| ACTIVITY |
Reproduce exactly the line containing "### LINKED ISSUE" and every line after it, through the last line of the records below; add nothing.

Saved entries
+ + + +

PR #4447, opened 2019-12-14
Issue 4444: (SegmentStore) Fine-tuning Cache Throttler

### LINKED ISSUE #4444: Make OperationProcessor Throttler more fine grained
**Problem description**
OperationProcesosr may take in too many items at once, which can have the following adverse side effects:
1. Fill up the cache despite the Throttler trying to slow things down.
2. Cause an unstable throughput by accepting a large amount of data at once, then slowing down due to throttling, then again.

+ + + +

| OUTPUT FOR THIS TASK |
### LINKED ISSUE #4444: Make OperationProcessor Throttler more fine grained
**Problem description**
OperationProcesosr may take in too many items at once, which can have the following adverse side effects:
1. Fill up the cache despite the Throttler trying to slow things down.
2. Cause an unstable throughput by accepting a large amount of data at once, then slowing down due to throttling, then again.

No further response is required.